Is that a Bull Shark?


----------



## Shanep (Jul 1, 2015)

Ghostrider said:


> Is that a Bull Shark?


Going with Finetooth


----------



## pods (Sep 10, 2013)

9 feet? How big of a sinker is that? Must be the picture.


----------



## Ghostrider (Jul 27, 2010)

Shanep
The largest finetooth on record is six feet...that is not a finetooth...a little help out there...?


----------



## gshivar (Aug 29, 2006)

As pods noted the 4 lb sinker. Other pictures of same fish on FPT "on the hill".. 9ft? not the first fish to grow!!  glenn


----------



## Shanep (Jul 1, 2015)

FPT guys saying it's a Dusky. Looking at other Dusky ID pics, probably is


----------



## Garboman (Jul 22, 2010)

pods said:


> 9 feet? How big of a sinker is that? Must be the picture.
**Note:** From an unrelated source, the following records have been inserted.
Issue #286, opened 2024-05-23
Test: Add test for Helm chart


doronkg:
Currently, the kor Helm chart is not covered with tests.
When modifying resources, there's no automatic validation that the chart could be successfully rendered / deployed.

Add chart tests e.g. `helm template` / gh-actions.

found-it:
@yonahd I took a crack at this one with https://github.com/yonahd/kor/pull/293. Happy to party on that PR more if you'd like!

PR #292, opened 2024-05-29
fix(helm): Add missing labels key in metadata

idfer:

Fix missing `labels` key on cronjob.yaml that cause YAML parse error when run `helm` command.

## PR Checklist

- [ ] This PR adds new code
- [ ] This PR adds docs
- [x] This PR fix helm chart template error

### DIFF
--- a/charts/kor/templates/cronjob.yaml
+++ b/charts/kor/templates/cronjob.yaml
@@ -12,7 +12,8 @@ spec:
     spec:
       template:
         metadata:
-          {{- include "kor.labels" . | nindent 8 }}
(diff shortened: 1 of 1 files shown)


yonahd:
Thanks!
Would you like to take on this https://github.com/yonahd/kor/issues/286
So things like this don't reaccur
It can be in a separate pr

found-it:
@yonahd any chance we can merge this PR? I added some helm chart testing and if all goes to plan, it'll block until these fixes are in

yonahd (approved):

PR #1882, opened 2022-05-14
Create plugin for Cloudflare Pages

toyamarinyon:
On May 14, Cloudflare released Pages Plugin that allows to reuse chunk of runtime code that can be incorporated anywhere within some Pages application.

[Introducing Pages Plugins](https://blog.cloudflare.com/cloudflare-pages-plugins/)

So, I created Pages Plugin for tRPC.

This plugin is a thin wrapper for fetch-adapter, so there is not much difference between with and without plugin. Especially for those familiar with tRPC, it may be easier to make adjustments if it is not used.

But on first time to use tRPC, I think that it more friendly with plugin.

And I think that number of Cloudflare user will increase significantly, so tRPC become more popular once tRPC will support Cloudflare Pages and Cloudflare Pages Functions.

Thanks for @sachinraja(creator of fetch-adapter #1852 ).  Since there is fetch-adapter in tRPC, I could create this plugin fast.


sachinraja:
Wow this is great! Glad to see the fetch adapter enabling these kind of integrations. Personally I think the pages plugin should be a userland package though.

toyamarinyon:
@sachinraja  Thank you for looking!

> Personally I think the pages plugin should be a userland package though.

Actually, I had initially created it as a userland package.

But I thought perhaps it would be more convenient to include it in tRPC, so I created it here.  Of course, userland would be fine.

@KATT what do you think?

KATT:
I think this is great!I definitely don't mind the examples folder but I do not want to maintain another package - so I'd prefer that to be userland plugin and having it linked on the awesome trpc page.

toyamarinyon:
@KATT OK 👍 I'll provide it as userland plugin.

By the way, there isn’t `fetch-adapter` at `^10.0.0-alpha.21` so can you tag `^10.0.0-alpha.22` on current `next` branch?

KATT:
> By the way, there isn’t `fetch-adapter` at `^10.0.0-alpha.21` so can you tag `^10.0.0-alpha.22` on current `next` branch?

Did it now!

KATT:
FYI, the next major will contain quite a lot of breaking changes that haven't landed yet, that's why I haven't shouted much about it and tried to get people to use the alpha :)

KATT:
@all-contributors add @toyamarinyon for code

toyamarinyon:
I published [cloudflare-pages-plugin-tprc](https://github.com/toyamarinyon/cloudflare-pages-plugin-trpc) 🎉 

You can see demo site on https://cloudflare-pages-plugin-trpc.pages.dev.

PR #882, opened 2021-09-04
Add lambda gateway handler

Lilja:
to do:
- [ ] Add tests
- [ ] Fix example
  - [ ] add `yarn dev` / `build`
  - [ ] add `test-start` / `test dev` 
  - [ ] add to [workflows.yml](https://github.com/trpc/trpc/blob/main/.github/workflows/examples.yml)
  - [ ] mv app code to `src` folder
- [ ] Remove TODO:s in code

closes #713

PR #1907, opened 2022-05-19
API Gateway handler

Lilja:
Supersedes https://github.com/trpc/trpc/pull/882, https://github.com/trpc/trpc/pull/1901

### TODO

- [x] Add tests.
- [x] Remove todos in code.

### Rationale
I hade a lot of trouble trying to reason with the `TRequest` generic, which is why I stopped with the other PR. I think it makes more sense for the other node frameworks like Express and Fastify to have it, but not really for api-gateway/lambda. Hence, I removed all of the references to it for the types of API gateway.  I tried to refactor it out to the extent where two hacks were introduced:

* One to reach the `ResponseFnMeta`. // TODO: hack 2
* Skip `HTTPBaseHandlerOptions`, which includes the `TRequest` type. // TODO: hack 1

### Example library
Just a normal server/client written to be used in node. It also uses my own library to mock an API gateway locally with hot reloading capabilities, something `aws-sam` can't do.

### To discuss:
* ~Is `LambdaContext` narrow enough? In my experiences I've never touched the context blob so I'm not sure how many people use it. Perhaps good enough for now?~ Fixed it by implementing the actual Type for it. 
* Is the use of `AWSLambdaOptions` ok? It's not implementing basing it's type of `HTTPBaseHandlerOptions` like `NodeHTTPHandlerOptions` and friends are doing. I've decided to skip it because it doesn't really make sense to introduce the `TRequest` generic.
* In my old pr I made a remark about workflow. Since it's a nodejs client and not really an app, does it really make sense to us e that?


Lilja:
That lint job, I cannot make sense of it.

KATT:
> That lint job, I cannot make sense of it.

Try `yarn lint-fix`


It's something about duplicated dependencies in the monorepo

packages/server/src/adapters/aws-lambda.ts
```diff
@@ -0,0 +1,80 @@
...
+        opts?.onError?.({
+          ...o,
+          req: event,
+        });
+      },
+    });
+
+    const resp: APIGatewayProxyResult = {
+      statusCode: response.status,
+      body: response.body ?? '',
```
sachinraja, line 75: I don't think it makes sense for this to be an empty string. If we're using payload format v2, [body can be `undefined`](https://github.com/DefinitelyTyped/DefinitelyTyped/blob/05ca376629ce89983fb50d6af08c85d81a111734/types/aws-lambda/trigger/api-gateway-proxy.d.ts#L236).

packages/server/src/adapters/lambda-utils.ts
```diff
@@ -0,0 +1,30 @@
+import type { APIGatewayProxyEvent } from 'aws-lambda';
```
sachinraja, line 1: To be consistent with the other adapters, let's create a separate directory for this and put `aws-lambda` and `lambda-utils` inside it. As a side note, tRPC uses a camelCase file naming convention. So the renaming should be like this:
```ts
adapters/aws-lambda.ts -> adapters/lambda/lambdaRequestHandler.ts
adapters/lambda-utils.ts -> adapters/lambda/types.ts
```

packages/server/src/adapters/aws-lambda.ts
```diff
@@ -0,0 +1,80 @@
...
+  return obj;
+}
+
+export function createApiGatewayHandler<TRouter extends AnyRouter>(
+  opts: AWSLambdaOptions<TRouter>,
+): (
+  event: APIGatewayProxyEvent,
+  context: LambdaContext,
+) => Promise<APIGatewayProxyResult> {
+  return async (event: APIGatewayProxyEvent, context: LambdaContext) => {
```
sachinraja, line 47:
```suggestion
  return async (event, context) => {
```
inferred from return annotation

packages/server/src/adapters/aws-lambda.ts
```diff
@@ -0,0 +1,80 @@
...
+  for (const [key, value] of Object.entries(headers)) {
+    if (typeof value === 'undefined') {
+      continue;
+    }
+    obj[key] = Array.isArray(value) ? value.join(', ') : value;
+  }
+  return obj;
+}
+
+export function createApiGatewayHandler<TRouter extends AnyRouter>(
```
sachinraja, line 41:
```suggestion
export function lambdaRequestHandler<TRouter extends AnyRouter>(
```

packages/server/src/adapters/lambda-utils.ts
```diff
@@ -0,0 +1,30 @@
...
+  };
+  // TODO: Hack 1.
+  onError?: (options: Record<string, unknown>) => void;
+  responseMeta?: ResponseMetaFn<TRouter>;
+} & {
+  /**
+   * @link https://trpc.io/docs/context
+   **/
+  createContext: LambdaCreateContextFn<TRouter>;
+};
```
sachinraja, line 30:
```suggestion
export type LambdaCreateContextOption<TRouter extends AnyRouter> =
  unknown extends inferRouterContext<TRouter>
    ? {
        /**
         * @link https://trpc.io/docs/context
         **/
        createContext?: LambdaCreateContextFn<TRouter>;
      }
    : {
        /**
         * @link https://trpc.io/docs/context
         **/
        createContext: LambdaCreateContextFn<TRouter>;
      };

export interface AWSLambdaOptions<TRouter extends AnyRouter>
  extends HTTPBaseHandlerOptions<TRouter, APIGatewayProxyEvent> & LambdaCreateContextOption<TRouter>
}
```
refer to https://github.com/trpc/trpc/blob/next/packages/server/src/adapters/fetch/types.ts

sachinraja (dismissed):

sachinraja:
> Is LambdaContext narrow enough? In my experiences I've never touched the context blob so I'm not sure how many people use it. Perhaps good enough for now?

Does `@types/aws-lambda` provide a type for it? If so, then let's use that.

> Is the use of AWSLambdaOptions ok? It's not implementing basing it's type of HTTPBaseHandlerOptions like NodeHTTPHandlerOptions and friends are doing. I've decided to skip it because it doesn't really make sense to introduce the TRequest generic.

See my review comment - you can just pass the concrete type instead of implementing a generic.

> In my old pr I made a remark about workflow. Since it's a nodejs client and not really an app, does it really make sense to use that?
Could you elaborate? I'm not sure what this is referring to.

packages/server/src/adapters/aws-lambda.ts
```diff
@@ -0,0 +1,80 @@
...
+import { HTTPHeaders, HTTPRequest } from '../http/internals/types';
+import { AnyRouter, inferRouterContext } from '../router';
+import type { AWSLambdaOptions, LambdaContext } from './lambda-utils';
+
+export type { CreateLambdaContextOptions } from './lambda-utils';
+
+function lambdaEventToHTTPRequest(event: APIGatewayProxyEvent): HTTPRequest {
+  const query = new URLSearchParams();
+  for (const [key, value] of Object.entries(
+    event.multiValueQueryStringParameters ?? {},
```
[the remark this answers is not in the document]
Lilja: I actually did not know that there were two different version, which sadly affects this. I'll change to `queryStringParameters`.

I have only experience building Rest APIs(as opposed to HTTP APIs) in API Gateway and I _would assume_ the 2.0 format is for HTTP apis. I cannot change to 2.0 in my existing API gateway deployment. I'm not sure either if/how you could check what format. That documentation page lists a "version" string in the json blob but I can't find it in actuality(checked the Lambda Event property)

examples/lambda-api-gateway/src/client.ts
```diff
@@ -0,0 +1,21 @@
...
+(async () => {
+  try {
+    const q = client.query('/greet', {
+      name: 'Erik',
+    });
+    console.log(await q);
+  } catch (error) {
+    console.log('error', error);
+  }
+})();
```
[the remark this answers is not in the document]
KATT: None of the other examples uses top-level await, I haven't gotten into that yet 😅

packages/server/src/adapters/aws-lambda.ts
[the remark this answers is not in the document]
sachinraja: I don't think we should support both formats. We should make it clear that the adapter will only work with v2.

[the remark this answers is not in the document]
mmkal: As far as I know trpc clients won't be making any requests with multi-value query string parameters anyway. I suspect by using `event.queryStringParameters`  you can simplify lines 11-18 to:

```ts
const query = new URLSearchParams(event.queryStringParameters)
```

Or this whole function body can just become:

```ts
  return {
    method: event.httpMethod,
    query: new URLSearchParams(event.queryStringParameters),
    headers: event.headers,
    body: event.body,
  };

File: packages/server/src/adapters/aws-lambda.ts [hunk 8]
```diff
@@ -0,0 +1,80 @@
...
+): APIGatewayProxyResult['headers'] {
+  const obj: APIGatewayProxyResult['headers'] = {};
+
+  for (const [key, value] of Object.entries(headers)) {
+    if (typeof value === 'undefined') {
+      continue;
+    }
+    obj[key] = Array.isArray(value) ? value.join(', ') : value;
+  }
+  return obj;
```
mmkal, line 38: Nit: not sure if mutating objects is the convention in this repo but usually `Object.fromEntries` is preferred these days:
```suggestion
  return Object.fromEntries(
    Object.entries(headers)
      .filter((_name, value]) => typeof value !== 'undefined') 
      .map(([name, value]) => Array.isArray(value) ? value.join(',') : value)
  );
```

(not sure if excluding `undefined` is strictly necessary, if not the `.filter` line can be deleted)

packages/server/test/adapters/aws-lambda.test.tsx
```diff
@@ -0,0 +1,124 @@
...
+  delete (result as any).body;
+  expect(result).toMatchInlineSnapshot(`
+Object {
+  "headers": Object {
+    "Content-Type": "application/json",
+  },
+  "statusCode": 200,
+}
+`);
+  expect(body).toMatchInlineSnapshot(`
```
mmkal, line 67: Can avoid the `any`/usage of `delete` here:

```suggestion
  const { body, ...result } = await handler(
    mockAPIGatewayProxyEvent({
      body: JSON.stringify({}),
      headers: { 'Content-Type': 'application/json', 'X-USER': 'Lilja' },
      method: 'GET',
      path: 'hello',
    }),
    {},
  );
  expect(result).toMatchInlineSnapshot(`
Object {
  "headers": Object {
    "Content-Type": "application/json",
  },
  "statusCode": 200,
}
`);
  expect(JSON.parse(body)).toMatchInlineSnapshot(`
```

Same for the others in this file.

packages/server/src/adapters/aws-lambda.ts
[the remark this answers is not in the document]
Lilja: I have spent some time actually getting both formats to be supported. I need some more time to test it.

I don't agree just v2 should be supported as v1 is not deprecated.

www/docs/server/api-gateway.md
```diff
@@ -0,0 +1,89 @@
...
+### 3. Use the Amazon API Gateway adapter
+
+tRPC includes an adapter for API Gateway out of the box. This adapter lets you run your routes through the API Gateway handler.
+
+```ts title='server.ts'
+import * as trpcAPIGW from '@trpc/server/adapters/api-gateway';
+
+const appRouter = /* ... */;
+
+const app = express();
```
mmkal, line 69:
```suggestion
const appRouter = /* ... */;
```

examples/lambda-api-gateway/src/client.ts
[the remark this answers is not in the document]
Lilja: Prettier dislikes that :(
```
/Users/lilja/code/trpc/examples/lambda-api-gateway/src/client.ts
  11:15  error  Parsing error: 'await' is only allowed within async functions  prettier/prettier
```

mmkal (commented):
Excited to see this getting picked up again! @KATT if you cut a canary release of this I could test it out in a real application.

KATT (changes requested):
Thanks so much for this Lilja, I haven't scrutinized the code yet (Sachin did that very well!)

I spy with my eye... zero tests and no docs -- 

- [ ] Address @sachinraja's comments
- [ ] Add tests ([see here](https://github.com/trpc/trpc/tree/main/packages/server/test/adapters) for inspo)
- [ ] Add docs to `/www` - (see #1511 for inspo)

examples/lambda-api-gateway/src/client.ts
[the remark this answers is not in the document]
sachinraja: Caused by https://github.com/trivago/prettier-plugin-sort-imports/issues/119

packages/server/src/adapters/aws-lambda.ts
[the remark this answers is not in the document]
mmkal: v1 should work fine with queryStringParameters as long as trpc doesn’t rely on multi-value query string params. @KATT is that a safe assumption to make? As far as I’m aware the query string params will just be `input` and `batch` and they’re both single value, is that right?

packages/server/src/adapters/aws-lambda.ts
sachinraja: None of the other adapters actually create an object for headers. The current way of mutating objects reads the closest to other adapters though.

KATT:
> Excited to see this getting picked up again! @KATT if you cut a canary release of this I could test it out in a real application.

```
Successfully published:
 - @trpc/client@9.23.5-lambda-support-2022-05-22-18-18-13.17+e0e1b299
 - @trpc/next@9.23.5-lambda-support-2022-05-22-18-18-13.17+e0e1b299
 - @trpc/react@9.23.5-lambda-support-2022-05-22-18-18-13.17+e0e1b299
 - @trpc/server@9.23.5-lambda-support-2022-05-22-18-18-13.17+e0e1b299
```

packages/server/src/adapters/aws-lambda.ts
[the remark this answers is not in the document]
Lilja: TS hates `new URLSearchParams(event.queryStringParameters)`

image. I'll try to work around it I guess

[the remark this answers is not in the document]
mmkal: If the only problem is `Type 'null' is not assignable to type '...'` would `new URLSearchParams(event.queryStringParameters || {})` work?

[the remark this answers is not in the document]
Lilja: image

Lilja:
@KATT can you add me to vercel? I cannot [view](https://vercel.com/trpc/next-prisma-starter/Duc8NT1ZvRh2tafZPuvZhFr4Cbk9).

KATT:
> @KATT can you add me to vercel? I cannot [view](https://vercel.com/trpc/next-prisma-starter/Duc8NT1ZvRh2tafZPuvZhFr4Cbk9).

Yeah, if there's a request button you can click it or you can give me your email

Lilja:
> > @KATT can you add me to vercel? I cannot [view](https://vercel.com/trpc/next-prisma-starter/Duc8NT1ZvRh2tafZPuvZhFr4Cbk9).
> 
> Yeah, if there's a request button you can click it or you can give me your email

I can't find such a button, you can add my email `erik@rkllj.io`

Lilja:
Looks like what is blocking vercel to build is something in [zod](https://github.com/colinhacks/zod/issues/1161)

jlalmes (dismissed):
Looks great @Lilja - thanks! I think there's a bug with path resolution, so I've suggested some changes. Let me know what you think. (cc @mmkal)

examples/lambda-api-gateway/README.md
```diff
@@ -0,0 +1,9 @@
+# tRPC + AWS Api Gateway Lambda
+
+For running locally, this project uses `@funnel-io/lalr` to run a mocked API gateway locally, which is invoked through `start-server`. You can read more about the tool [here](https://github.com/funnel-io/lalr).
```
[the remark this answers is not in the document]
Lilja: No offense taken! My last PR I used serverless, so I'll change it.

packages/server/src/adapters/lambda/index.ts
```diff
@@ -0,0 +1,134 @@
...
+    return resp as TResult;
+  } else if (isPayloadV2(event)) {
+    const resp: APIGatewayProxyStructuredResultV2 = {
+      statusCode: response.status,
+      body: response.body ?? undefined,
+      headers: transformHeaders(response.headers ?? {}),
+    };
+    return resp as TResult;
+  } else {
+    throw UNKNOWN_PAYLOAD_FORMAT_VERSION;
```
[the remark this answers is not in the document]
Lilja: I changed the core Error, but didn't threw a new `TRPCError` every time.

colinhacks:
Sorry, Zod broke this temporarily. Re-running the CI with zod@latest should fix it

packages/server/test/adapters/lambda.test.tsx
```diff
@@ -0,0 +1,222 @@
...
+      body: JSON.stringify({}),
+      headers: { 'Content-Type': 'application/json', 'X-USER': 'Lilja' },
+      method: 'GET',
+      path: 'hello',
+      queryStringParameters: {},
+    }),
+    {},
+  );
+  const parsedBody = JSON.parse(body || '');
+  delete (result as any).body;
```
mmkal, line 73: Not needed now you're destructuring above
```suggestion
```

packages/server/test/adapters/lambda.test.tsx
```diff
@@ -0,0 +1,222 @@
...
+      body: JSON.stringify({ who: [[]] }),
+      headers: { 'Content-Type': 'application/json' },
+      method: 'GET',
+      path: 'echo',
+      queryStringParameters: {},
+    }),
+    {},
+  );
+  const parsedBody = JSON.parse(body || '');
+  delete (result as any).body;
```
mmkal, line 106: Not needed now you're destructuring above
```suggestion
```

packages/server/src/adapters/lambda/index.ts
```diff
@@ -0,0 +1,134 @@
...
+  : T extends APIGatewayProxyEventV2
+  ? APIGatewayProxyStructuredResultV2
+  : never;
+export function lambdaRequestHandler<
+  TRouter extends AnyRouter,
+  TEvent extends APIGatewayEvent,
+  TResult extends APIGWReturn<TEvent>,
+>(
+  opts: AWSLambdaOptions<TRouter, TEvent>,
+): (event: TEvent, context: LambdaContext) => Promise<TResult> {
```
mmkal, line 106: Should there be some documented way for an end-user to say they'll only be using APIGatewayEventV2? What would that look like now? Would it just be a matter of providing the generic typeargs explicitly like 

```ts
export const handler = lambdaRequestHandler<
  typeof appRouter,
  APIGatewayEventV2,
  APIGatewayProxyStructuredResultV2
>({
  ...
})
```
?

mmkal (commented):
Couple of very minor comments and a question. LGTM!

packages/server/src/adapters/lambda/index.ts
Lilja: You raise a good point which I forgot about. Some thoughts:

* Internally, it doesn't matter if V1 or V2 is picked. It can deal with both.
* Ideally, what `TEvent` and `TResult` should be should be inferred from the context. I couldn't find how with my current typescript generic skills. I got half way by inferring the return type based on the second parameter. Could `inferRouterContext<TRouter>["event"]` somehow be used?

mmkal:
Yes will try to this evening!

packages/server/src/adapters/lambda/index.ts
```diff
@@ -0,0 +1,149 @@
...
+> = AWSLambdaOptions<TRouter, TEvent>['createContext'] extends NonNullable<
+  AWSLambdaOptions<TRouter, TEvent>['createContext']
+>
+  ? Parameters<AWSLambdaOptions<TRouter, TEvent>['createContext']>[0]['event']
+  : APIGatewayEvent;
+
+/** 1:1 mapping of v1 or v2 input events, deduces which is which.
+ * @internal
+ **/
+type DeduceAPIGWReturnType<T> = T extends APIGatewayProxyEvent
```
mmkal, line 110: Minor: I think a better name would be 
```suggestion
type APIGWResult<T> = T extends APIGatewayProxyEvent
```

(Deduce is fine just seemed unnecessary - main thing is that it’s not technically a function return type, but a result type, which is an Aws rather than typescript concept)

packages/server/src/adapters/lambda/utils.ts
```diff
@@ -0,0 +1,102 @@
...
+        unknownEvent.version,
+      )
+    ) {
+      return unknownEvent.version as APIGatewayPayloadFormatVersion;
+    } else {
+      return 'custom';
+    }
+  }
+}
+export enum DefinedAPIGatewayPayloadFormats {
```
mmkal, line 89: My personal opinion: enums are bad and should be avoided. You can achieve the equivalent type safety just with a `'1.0' | '2.0'` type. Not sure if trpc already uses enums. If it does, pls ignore me! If it doesn’t I’d personally vote against adding the first (although I wouldn’t be offended if ignored anyway)!!

packages/server/test/adapters/lambda.utils.ts
```diff
@@ -0,0 +1,128 @@
+import type {
+  APIGatewayProxyEvent,
+  APIGatewayProxyEventV2,
+  Context,
+} from 'aws-lambda';
+
+export const mockAPIGatewayProxyEvent = ({
```
mmkal, line 7: Nit: worth suffixing function name with V1 would make sense I think

mmkal (approved):
Left some comments but am approving because I don’t want to hold this up - comments are pretty minor and it basically looks good!

edit: I should note I haven’t tried the canary version since I don’t think it’s based on the latest changes, but I think pretty low risk to publish

packages/server/src/adapters/lambda/utils.ts
sachinraja: Agreed, we do not use them anywhere. String literal types are better

packages/server/src/adapters/lambda/index.ts
sachinraja: Maybe `inferAPIGWResult`? We use `infer` in other places like this.

packages/server/src/adapters/lambda/utils.ts
```diff
@@ -0,0 +1,102 @@
...
+    );
+
+export function isPayloadV1(
+  event: APIGatewayEvent,
+): event is APIGatewayProxyEvent {
+  return determinePayloadFormat(event) == '1.0';
+}
+export function isPayloadV2(
+  event: APIGatewayEvent,
+): event is APIGatewayProxyEvent {
```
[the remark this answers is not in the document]
Lilja: Great catch

Lilja:
Re-ran last Code action job, build running again!

packages/server/src/adapters/lambda/index.ts
```diff
@@ -0,0 +1,156 @@
...
+  if (isPayloadV1(event)) {
+    return event.httpMethod;
+  } else if (isPayloadV2(event)) {
+    return event.requestContext.http.method;
+  } else {
+    throw new TRPCError({
+      code: 'INTERNAL_SERVER_ERROR',
+      message: UNKNOWN_PAYLOAD_FORMAT_VERSION_ERROR_MESSAGE,
+    });
+  }
```
KATT, line 51: Some unnecessary if/else

```suggestion
  if (isPayloadV1(event)) {
    return event.httpMethod;
  }
  if (isPayloadV2(event)) {
    return event.requestContext.http.method;
  }
  throw new TRPCError({
    code: 'INTERNAL_SERVER_ERROR',
    message: UNKNOWN_PAYLOAD_FORMAT_VERSION_ERROR_MESSAGE,
  });
```

packages/server/src/adapters/lambda/index.ts
```diff
@@ -0,0 +1,156 @@
...
+  if (isPayloadV1(event)) {
+    return event.path.slice(1);
+  } else if (isPayloadV2(event)) {
+    return event.rawPath.slice(1);
+  } else {
+    throw new TRPCError({
+      code: 'INTERNAL_SERVER_ERROR',
+      message: UNKNOWN_PAYLOAD_FORMAT_VERSION_ERROR_MESSAGE,
+    });
+  }
```
KATT, line 63: Also has unnecessary `else`

packages/server/src/adapters/lambda/index.ts
```diff
@@ -0,0 +1,156 @@
...
+    };
+    return resp as TResult;
+  } else if (isPayloadV2(event)) {
+    const resp: APIGatewayProxyStructuredResultV2 = {
+      statusCode: response.status,
+      body: response.body ?? undefined,
+      headers: transformHeaders(response.headers ?? {}),
+    };
+    return resp as TResult;
+  } else {
```
KATT, line 94: Unnecessary `else`s

packages/server/src/adapters/lambda/index.ts
```diff
@@ -0,0 +1,156 @@
...
+export function lambdaRequestHandler<
+  TRouter extends AnyRouter,
+  TEvent extends inferAPIGWEvent<TRouter, TEvent>,
+  TResult extends inferAPIGWReturn<TEvent>,
+>(
+  opts: AWSLambdaOptions<TRouter, TEvent>,
+): (event: TEvent, context: APIGWContext) => Promise<TResult> {
+  return async (event, context) => {
+    const req = lambdaEventToHTTPRequest(event);
+    const path = getPath(event);
```
KATT, line 131: It looks like if these fail, we don't get a response sent to the client, right?

mmkal (approved):

packages/server/src/adapters/lambda/index.ts
Lilja: No, that's correct. But what types of failures would you expect?

mmkal: I’m not 100% sure but I believe Aws maps rejected promises to some kind of 5xx response

KATT:
@mmkal are you happy with this? :)

Lilja:
Just a friendly ping on this :)

KATT:
Oh sorry, it wasn't in my review requests so I forgot about it haha

KATT (approved):

KATT (approved):

KATT:
@all-contributors add @lilja for docs,code,tests

KATT:
@all-contributors add @lilja for docs, code, tests

Issue #1911, opened 2022-05-20
Next example fails Hydration, throws uncaught error


nilskj:
Hey, fantastic project! 
Did not find this bug reported. I get these errors when navigating or refreshing the browser at a /post/id route, running the NextJS example:
When navigating from the home page:
- Setup a new trpc project with the nextjs template.
- Click `view more` to navigate to a page route.
At this point no error appears... but then if either navigating to the post/id route (or hitting browser refresh) I get the following error: 
<img width="1792" alt="image" src="https://user-images.githubusercontent.com/495782/169589363-69e7c8c8-29af-4cd1-b4fe-9bcf1155aa44.png">

This error appears in [prod](https://nextjs.trpc.io/) as well with [minified nextjs error](https://reactjs.org/docs/error-decoder.html/?invariant=418)r! . so for example just browsing to an id like [this one](https://nextjs.trpc.io/post/ef4a7383-8ae1-4a44-85f6-eb42c222780a) will expose the error in console. 
- Might be something with React 18?

nilskj:
I think I found the error. Since no locale is set on the Date.toLocaleString options it may differ between formatting on client and server. I submitted PR #1912 with a fix!

KATT:
Fixed by #1912! Let us know if you get more like this1

PR #1912, opened 2022-05-20
Fix hydration issue with Date.prototype.toLocaleDateString

nilskj:
See #1911 we get some hydration errors with the NextJS starter example.
This fixes the hydration by setting a locale in options. Was probably different between server and client.


KATT (commented):
Thank you! Culd you please submit this as a fork of `main` instead of `next`? 🙏

nilskj:
Aha! I did actually fork main and then changed the target to next because I read that somewhere. Is changing target back to main enough or do I need to re-fork and redo? 😅

KATT (approved):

Looks to me to be a standard 4 foot Biter Shark

If you look at the incoming wavelet as well as the sinker laying against the Shark, this sucker is no nine footer


----------



## gshivar (Aug 29, 2006)

I think Kraus got us all! title "pleading the 5th" --- glenn


----------



## pods (Sep 10, 2013)

Garboman said:


> Looks to me to be a standard 4 foot Biter Shark
> 
> If you look at the incoming wavelet as well as the sinker laying against the Shark, this sucker is no nine footer


If that is a 9' Dusky where's the tail rope? Looks to be about a 4-5' Finetooth.


----------



## ncsharkman (Mar 12, 2011)

I believe that to be a "silky" shark. I haven't caught one in years but we used to catch them at Jennettes back when it was a fishing pier. The dorsal and pectorals look a bit long and pointed for a dusky but it could be one. Pods could be right as the long gill slits look like a finetooth. Need more pictures to tell for sure!


----------



## Hatterasurf (Jun 28, 2015)

It's just under six feet.


----------



## dlpetrey (Oct 30, 2013)

Pretty shark nonetheless.


----------



## ez2cdave (Oct 13, 2008)

gshivar said:


> I think Kraus got us all! title "pleading the 5th" --- glenn


Soon, we'll be "drinking the fifth" . . . LOL !!!


----------



## Dr. Bubba (Nov 9, 1999)

finetooth


----------



## Aristokles (Mar 5, 2013)

porbeagle


----------



## moose22dog (Feb 17, 2010)

Looks like finetooth to me, but agree with the others. ( http://www.nmfs.noaa.gov/sfa/hms/species/sharks/rec_shark_id_placard.pdf ). And a big one at that, great fish and congrats! Thanks for the shark porn :beer: 
Tight lines moose


----------



## "ReelDeal" (Dec 27, 2014)

Nice fish kraus! Bet it was a fun catch!

R/D


----------



## tjbjornsen (Oct 31, 2009)

Zero idea what kind of shark that is, but do not use the sinker for size perspective. 
That sinker is hanging mid-air between the shark and the photographer, so it looks huge (in perspective) against the shark behind it. The line is coming from the corner of the shark's mouth up on a diagonal towards the upper left corner of the pic, to the tip of the rod which is out of the picture, and the sinker is hanging off of that line.
Looks to me like the camera/phone autofocused on the sinker and not the shark behind it, which is why the sinker is in slightly sharper focus than the shark.
TjB


----------